LANSING, Mich. — Michigan’s apple and grape production are down significantly this year, according to the latest fruit report published by the Michigan Office of the National Agricultural Statistics Service (NASS).

The October Fruit Report, published earlier this month, is forecasting an apple harvest of 530 million pounds, down 31 percent from last year and 40 percent from 2006.

Michigan’s grape production is forecast at 71,000 tons, which is 29 percent fewer than last year.

David Kleweno, director of the Michigan NASS office, said he tries to survey growers who raise a third of the acreage for a particular crop and tries to reach an appropriate cross-section of growers.

There was a weekend during the apple blossom, in the April-May time frame, when the snow stayed on the ground the entire weekend, according to Denise Donahue, executive director of the Michigan Apple Committee.

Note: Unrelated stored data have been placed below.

PR #8093, opened 2024-10-07
Column (EST to UTC): prevent importing transactions before UTC 3AM October 7th from reports generated in UTC

sampoder:
These transactions were imported from this report: https://dashboard.column.com/app/documents/reporting/srpt_2n6ISzGK9ibhB6Okxqmd752jwOW.

They'll also show up in our October 7th report as we're now using UTC. This line of code will prevent them from being re-imported.

This PR also prevents duplicate transactions in the monthly statements and re-enables importing Column transactions.

Closes https://github.com/hackclub/hcb/issues/5209


app/services/transaction_engine/nightly.rb
```diff
@@ -91,6 +91,21 @@ def import_raw_column_transactions!
 
       transactions_by_report.each do |report_id, transactions|
         transactions.each_with_index do |transaction, transaction_index|
+          next if transaction["effective_at_utc"] == transaction["effective_at_utc"] && transaction["effective_at_utc"] < "2024-10-07T03:00:00Z"
+          # transactions that meet this condition would have been imported in the EST October 6th Report
```
sampoder:
```suggestion
          # transactions that meet this condition would have been imported in a report using EST
```

app/services/transaction_engine/nightly.rb
```diff
@@ -91,6 +91,21 @@ def import_raw_column_transactions!
...
       transactions_by_report.each do |report_id, transactions|
         transactions.each_with_index do |transaction, transaction_index|
+          next if transaction["effective_at_utc"] == transaction["effective_at_utc"] && transaction["effective_at_utc"] < "2024-10-07T03:00:00Z"
+          # transactions that meet this condition would have been imported in a report using EST
+          # they should be skipped when importing from a UTC report.
+          # this is related to the transition from reporting in EST to UTC.
+          #
+          # explanation of each condition
+          #
+          # transaction["effective_at_utc"] && transaction["effective_at_utc"]
```
sampoder:
```suggestion
          # transaction["effective_at"] == transaction["effective_at_utc"]
```

app/services/transaction_engine/nightly.rb
```diff
@@ -91,6 +91,21 @@ def import_raw_column_transactions!
 
       transactions_by_report.each do |report_id, transactions|
         transactions.each_with_index do |transaction, transaction_index|
+          next if transaction["effective_at_utc"] == transaction["effective_at_utc"] && transaction["effective_at_utc"] < "2024-10-07T03:00:00Z"
```
sampoder:
```suggestion
          next if transaction["effective_at"] == transaction["effective_at_utc"] && transaction["effective_at_utc"] < "2024-10-07T03:00:00Z"
```

app/services/transaction_engine/nightly.rb
```diff
@@ -91,6 +91,21 @@ def import_raw_column_transactions!
 
       transactions_by_report.each do |report_id, transactions|
         transactions.each_with_index do |transaction, transaction_index|
+          next if transaction["effective_at"] == transaction["effective_at_utc"] && transaction["effective_at_utc"] < "2024-10-07T03:00:00Z"
```
sampoder:
```suggestion
          next if transaction["effective_at"] == transaction["effective_at_utc"] && transaction["effective_at_utc"] < "2024-10-07T03:00:00Z"

```

app/services/transaction_engine/nightly.rb
```diff
@@ -94,6 +91,22 @@ def import_raw_column_transactions!
...
+          # they should be skipped when importing from a UTC report.
+          # this is related to the transition from reporting in EST to UTC.
+          #
+          # explanation of each condition
+          #
+          # transaction["effective_at"] == transaction["effective_at_utc"]
+          #
+          # if this condition is true, this report was generated in UTC
+          #
+          # transaction["effective_at_utc"] < "2024-10-07T03:00:00Z"
```
garyhtou: should this be 4AM? We're currently in EDT timezone which is -4 from UTC.

app/services/transaction_engine/nightly.rb
```diff
@@ -94,6 +91,22 @@ def import_raw_column_transactions!
 
       transactions_by_report.each do |report_id, transactions|
         transactions.each_with_index do |transaction, transaction_index|
+          next if transaction["effective_at"] == transaction["effective_at_utc"] && transaction["effective_at_utc"] < "2024-10-07T03:00:00Z"
```
garyhtou: Please have it record which ones we are skipping. at needs at least the IDs. I'd recommend both printing and airbreak'ing. When it runs, have the heroku logs pulled up on your terminal (heroku logs -n 5000 -t -a bank-hack club) since Heroku only keeps a few hundred/thousands lines.

app/jobs/column/statement_job.rb
```diff
@@ -54,6 +54,8 @@ def perform(date = DateTime.current.prev_month)
 
       transactions_by_report.each_value do |transactions|
         transactions.reverse.each_with_index do |transaction, transaction_index|
+          next if transaction["effective_at"] == transaction["effective_at_utc"] && transaction["effective_at_utc"] < "2024-10-07T03:00:00Z" # see TransactionEngine::Nightly#import_raw_column_transactions! for a description of this logic
```
garyhtou: good job using < (less than), and not <= since report's end dates are exclusive. it doesn't include midnight.

app/services/transaction_engine/nightly.rb
sampoder: Good catch! Yes.

app/services/transaction_engine/nightly.rb
sampoder: Done! We don't have exact IDs unfortunately so I'm going to print the whole transaction object and then check it against my list that should be skipped

sampoder: There'll be 232 duplicates

PR #8095, opened 2024-10-07
[Google Workspace] Send state update mailers to all org managers

rluodev:
## Summary of the problem

Some Google Workspaces were created by admins or users who are no longer in orgs. this means that emails were going to these people instead of the proper org managers.

## Describe your changes

Google Workspace emails go to org managers now.


spec/mailers/previews/g_suite_mailer_preview.rb
```diff
@@ -5,7 +5,7 @@ def notify_of_configuring
     g_suite = GSuite.configuring.last
     g_suite ||= GSuite.last
     @g_suite_id = g_suite.id
-    @recipient = g_suite.created_by.email
+    @recipient = g_suite.event.organizer_positions.where(role: :manager).includes(:user).map(&:user).map(&:email_address_with_name)
     GSuiteMailer.with(
       recipient: @recipient,
```
garyhtou: Do we still need to pass `recipient` here? (same with line 21 below)

garyhtou (commented):
Instead of having a `recipient` param in GSuiteMailer, let's drop it and get the list of recipients from `@g_suite.event....`

garyhtou (commented):
It looks like we're having issues with RSpec because the Event factory does not have any associated Organization Positions. I'd recommend looking into adding it to the Event factory.

https://github.com/hackclub/bank/blob/d4894bc7f1f123f45430b04e287fac4cf26e0c2c/spec/factories/event_factory.rb#L4

garyhtou (approved):

PR #8097, opened 2024-10-07
Flag reimbursement reports where an admin's approval would make the event negative

sampoder:
There are still some (limited) circumstances where we might want this to go through.

This situation happens when a report is submitted but then there are more transactions on the event before an admin reviews the report.


sampoder:
I'd also be down to prevent this entirely. Just Lucy seems to be manually check this rn

sampoder:
So we actually do prevent this, just it wasn't showing up in the UI.

PR #8100, opened 2024-10-08
Disable PVSA Perk

RhysMP:
## Summary of the problem

Disabling PVSA perk as they have suspended our account. Looking into it. Fillout form has also been disabled.

## Describe your changes

image


sampoder (approved):
LGTM!

PR #8101, opened 2024-10-08
[Org Team] Fix blankslate wording

rluodev:
## Summary of the problem

The blankslate said "no other team members" if you were just filtering in a way that hides all members

## Describe your changes

Now it says "your filter is hiding all members" if you have a filter going because an activated org should never have a situation where there are no people. Admins will see "no team members" for no team orgs

Screenshot 2024-10-08 at 10 37 46 AM
Screenshot 2024-10-08 at 10 38 01 AM


app/views/events/team.html.erb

“Tuesday before Memorial Day, temperatures went to a low of 20 degrees in some places,” she said.

“There was also a lot of rain over the summer and some of it had hail. Good news is we had rain, bad news is there was hail in some of it.”

Donahue said fruit growers are usually diversified to protect themselves against a bad crop in any particular year, and tend to have orchards in different places so that a bad rain, frost or other weather incident will not take out their entire source of income for that year.

There are about 950 apple growers in the state, with 65 percent of apple production in an area known as the Fruit Ridge, northwest of Grand Rapids.

John Jasper, regional manager for the National Grape Cooperative, which owns Welch’s Foods, described the season for the juice grape industry in Michigan as a combination of good and bad elements.
“This year, although there was frost damage, all the rain we got in September really sized up the crop,” he said. “We’re struggling with some of our crops because of all the late rain, which diluted some of our sugar solids. We’re late on our season.”

Jasper said grape growers are usually done with their harvest by now. The juice grape industry is struggling because of bad weather conditions over the past few years, according to Kleweno. He described 2006 for juice grapes as a “huge, devastating year,” but said this year’s 71,000 tons is “not a huge crop.” Frost was the culprit in 2006.

Kleweno said the wine grape industry, which is a smaller part of the grape industry in Michigan, has been able to cope with bad weather better because it’s been able to keep prices up on its product. The implication for multiple bad years for the juice grape industry is that growers might become discouraged about that particular commodity, he said.

He also said fewer apples this year might mean there will be less variety available to the consumer, more imported apples and fewer exports of Michigan apples into other states.